サンプルを塩化トリスナトリウムトゥイーンバッファーで室温で10分間3回洗浄します。蛍光色素結合チラミドストック溶液を増幅希釈バッファーで希釈し、活性型Cy5チラミド溶液を作ります。できるだけ多くのトリス塩化ナトリウムトゥイーンバッファーを除去してから、活性Cy5チラミド溶液を追加します。
サンプルを暗所で10分間インキュベートします。サンプルをPBSTで暗所で10分間3回洗浄します。EdU検出カクテルを準備するには、成分を混合します。
PBSTを削除してから、EdU検出カクテルを追加します。サンプルを暗所で30分間インキュベートします。暗所で10分間PBSTで3回洗います。
DNA染色の場合は、ヘキストをPBSTで希釈してヘキスト溶液を調製します。
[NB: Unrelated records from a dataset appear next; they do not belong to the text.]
PR #169, opened 2023-09-07
Fix build for Linux 6.5

ol-sergeyn:
linux-6.5: support updated pin_user_pages  
linux-6.5: compat for splice() and f_ops->sendpage

---
Build passes on Debian-testing (trixie) with 6.5 and 6.4 kernels.
Also checked with the related socket-tester tests:
```
--tester-run=sockapi-ts/ --ool=onload --tester-req=SENDFILE
--tester-run=sockapi-ts/usecases/splice:splice_before_data=FALSE,set_move=FALSE,set_nonblock=FALSE,extra_pipes=0,overfill_pipe=FALSE,acc_pipe=FALSE,di
ff_stacks=FALSE,check_after_splice=FALSE --ool=onload
```
No regressions.

### DIFF
--- a/src/lib/efthrm/tcp_helper_linux.c
+++ b/src/lib/efthrm/tcp_helper_linux.c
@@ -873,6 +873,230 @@ static unsigned linux_tcp_helper_fop_poll_alien(struct file* filp,
   return alien_file->f_op->poll(alien_file, wait);
 }
 
+#ifndef EFRM_HAVE_FOP_SENDPAGE
+/* Linux >= 6.5 */
+#include <linux/splice.h>
+static int
+tcp_helper_bvec_sendmsg(ci_netif* ni, ci_tcp_state* ts, struct msghdr *msg)
+{
+  int i, ret;
+  struct iovec *io = CI_ALLOC_ARRAY(typeof(*io), msg->msg_iter.nr_segs);
+
+  if( io == NULL )
+    return -ENOMEM;
+
+  for( i = 0; i < msg->msg_iter.nr_segs; ++i ) {
+    const struct bio_vec *bvec = &msg->msg_iter.bvec[i];
+
+    io[i].iov_base = (char*)kmap(bvec->bv_page) + bvec->bv_offset;
+    io[i].iov_len = bvec->bv_len;
+  }
+
+  ret = ci_tcp_sendmsg(ni, ts, io, msg->msg_iter.nr_segs,
+                        (ts->s.b.sb_aflags & CI_SB_AFLAG_O_NONBLOCK) | msg->msg_flags,
+                        CI_ADDR_SPC_KERNEL);
+  ci_free(io);
+  return ret;
+}
+
+/* X-SPDX-Source-URL: https://git.kernel.org/pub/scm/linux/kernel/git/stable/linux.git */
+/* X-SPDX-Source-Tag: v6.5 */
+/* X-SPDX-Source-File: fs/pipe.c */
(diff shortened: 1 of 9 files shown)


ol-alexandra (approved):

jbondpre-amd (approved):
relevant Linux commits:
https://github.com/torvalds/linux/commit/0b295316b3a9b7858eafbebdc31b4827a6edde03
https://github.com/torvalds/linux/commit/2dc334f1a63a8839b88483a3e73c0f27c9c1791c

src/lib/efthrm/tcp_helper_linux.c
```diff
@@ -873,6 +873,230 @@ static unsigned linux_tcp_helper_fop_poll_alien(struct file* filp,
...
+ *                 Space indented lines are Onload related code.
+ *                 'ci' prefix is added in order not to clash with Linux names.*/
+static void ci_wakeup_pipe_writers(struct pipe_inode_info *pipe)
+{
+	smp_mb();
+	if (waitqueue_active(&pipe->wr_wait))
+		wake_up_interruptible(&pipe->wr_wait);
+	kill_fasync(&pipe->fasync_writers, SIGIO, POLL_OUT);
+}
+static ssize_t ci_splice_to_socket(struct pipe_inode_info *pipe, struct file *out,
```
rhughes-xilinx, line 943: So, for my own thought process, here are the options:
1. This. Lots of kernel code copied, with the usual risks of divergence and compat problems. In particular the promise that this code will change again with folios
2. Use `__splice_from_pipe()`. The loop push-down promise will never be achieved with Onload, but we don't treat splice as a fast-path anyway
3. Extract `os_sock->f_ops->splice_write` from the backing socket, and call that (with appropriate munging of inputs). Goes through additional layers for Onload sockets, and potentially subject to compat problems if the kernel does something nuts. Also might not work at all

This is all fairly elementary code so I'm not opposed to option (1), but I'm also not convinced that one of the slower options wouldn't be preferable. In summary, I've argued myself in a circle again.

ol-sergeyn: Thank you for the review.
The option (2) was my initial approach, but then I decided it is better to follow new Linux-6.5 way and use `splice_to_socket`, keeping the old code (for linux-6.4 and older) untouched.

ol-sergeyn:
> relevant Linux commits: [torvalds/linux@0b29531](https://github.com/torvalds/linux/commit/0b295316b3a9b7858eafbebdc31b4827a6edde03) [torvalds/linux@2dc334f](https://github.com/torvalds/linux/commit/2dc334f1a63a8839b88483a3e73c0f27c9c1791c)

Thanks a lot for noting that!
I forgot to mention these commits in the PR description.

src/lib/efthrm/tcp_helper_linux.c
ivatet-amd: Shall we commit to this approach now and see if we can do any better when/if another kompat issue arises, e.g. to accommodate folios?

(2) seems to change the semantics a little, and (3) has more moving parts and therefore seems scary, but maybe next time, it will be more apparent if one of these approaches is better.

I suppose we could also try exporting `splice_to_socket()` and upstreaming it, but Linux 6.5 and 6.6 are already here, and I can't think of an appealing justification for making it an exported symbol.

ivatet-amd (approved):

rhughes-xilinx (approved):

PBST を削除し、ヘキスト ソリューションを追加します。サンプルを暗所で30分間インキュベートします。
サンプルをPBSTで3〜4回、暗所で10分間洗浄します。次に取り付けるために、先端を切り取ったトランスファーピペットを使用して、メデューサをスライドガラス上の土手に移します。鉗子でメデューサの上にカバーガラスをそっと置き、カバーガラスの側面を透明なマニキュアで密封します。
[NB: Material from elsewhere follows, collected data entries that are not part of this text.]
PR #171, opened 2023-09-18
transport/ip: re-check TCP state when spinning

ol-alexandra:
When spinning in sendmsg(), Onload used to re-check TCP state for changes after poll only.  It is wrong, because poll may happen in another context.  Particularly, for TCP loopback connection we always have another thread/process which is changing thi TCP state.

----
In some cases an Onload stack may be polled by other process (or by kernel).  It is important that a process spinning in TCP send() accepts such changes in time.

No regression in Socket Tester sanity check:
`./run.sh -q --tester-run=sockapi-ts/ --ool=onload --tester-req=V5_SANITY --ool=spin --ool=loop4`

### DIFF
--- a/src/lib/transport/ip/tcp_send.c
+++ b/src/lib/transport/ip/tcp_send.c
@@ -1617,21 +1617,20 @@ ci_inline int ci_tcp_sendmsg_spin(ci_netif* ni, ci_tcp_state* ts,
 
   do {
     if( ci_netif_may_poll(ni) ) {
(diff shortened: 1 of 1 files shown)


ivatet-amd (approved):

ivatet-amd:
Thank you, Alexandra. 👍

Smoke-tested on dev DUTs with `4.18.0-348.el8.x86_64`, merged to `master`, cherry-picked to `onload-8.1`.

Nanos1発現とEdU陽性細胞の共標識により、触手内の幹細胞と増殖細胞の空間パターンが明らかになりました。EdU陽性細胞は触手球全体に広く分布し、Nanos1陽性細胞は触手球と新しい分岐部位に局所的に蓄積し、発生時期や病期によって幹細胞と増殖細胞の明確な分布が検出されることが示唆されました。EdUとNanos1の共標識は19.79%の細胞で観察され、これらの細胞が活発に増殖する幹細胞集団であることを示唆しています。
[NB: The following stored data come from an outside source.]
PR #175, opened 2023-09-26
Lg/on 15190

ligallag-amd:
This PR addresses the ON-15190 ticket. 
## Problem to be fixed
Running `EF_CTPIO=0 onload interactive -c "socket udp; bind $MCAST 5555 & "` multiple times will cause too many stacks to be created and onload will run out. This is recreated with:
``` shell
for i in  {5555..5575} ; do EF_CTPIO=0 onload interactive -c "socket udp; bind $MCAST $i" & done
```
Then when running with `EF_CTPIO=1`  a stack will not be able to be created and the resulting error is given:
```
netif_tcp_helper_alloc_u: ERROR: Failed to allocate stack (rc=-16)
See kernel messages in dmesg or /var/log/syslog for more details of this failure
```
## Outcome
In summary, when running onload with environment variable: `EF_CTPIO=0` on an X3 NIC it will now fail and will no longer create any resources. when running:
``` shell
for i in  {5555..5575} ; do EF_CTPIO=0 onload interactive -c "socket udp; bind $MCAST $i" & done
```
and outputs a message which can be viewed in dmesg. To confirm resources aren't taken, running with `EF_CTPIO=1` now succeeds while the `interactive` processes are are


src/lib/efthrm/tcp_helper_resource.c
```diff
@@ -1340,7 +1340,13 @@ get_vi_settings(ci_netif* ni, struct efhw_nic* nic,
   }
 
 #if CI_CFG_CTPIO
+  get_if_name(ni, info->intf_i, if_name);
   if( should_try_ctpio(ni, nic, info) ) {
+    if( NI_OPTS(ni).ctpio == 0 && nic->flags & NIC_FLAG_CTPIO_ONLY) {
```
ivatet-amd, line 1345:
```suggestion
    if( NI_OPTS(ni).ctpio == 0 && nic->flags & NIC_FLAG_CTPIO_ONLY ) {
```

ivatet-amd (approved):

興味深いことに、細胞の14.46%が球根の中央と新しい分岐部位でEdU陽性のNanos1陰性であることが判明し、非幹様増殖細胞の存在を示唆しています。対照的に、26.32%の細胞が球根の基部と新しい分岐部位でEdU陰性のNanos1陽性であることが観察され、遅いサイクルまたは静止した幹細胞集団の存在を示しており、どちらもEdUパルス標識では検出されません。短いインキュベーション時間のEdUパルス標識により、幹細胞様細胞と非幹細胞様細胞のうち増殖細胞のみを検出することができます。
EdUのインキュベーション時間を変更し、長時間の追跡実験を組み合わせる場合、ゆっくりとしたサイクリング幹細胞または子孫および分化細胞を含む他の細胞タイプをマークすることができます。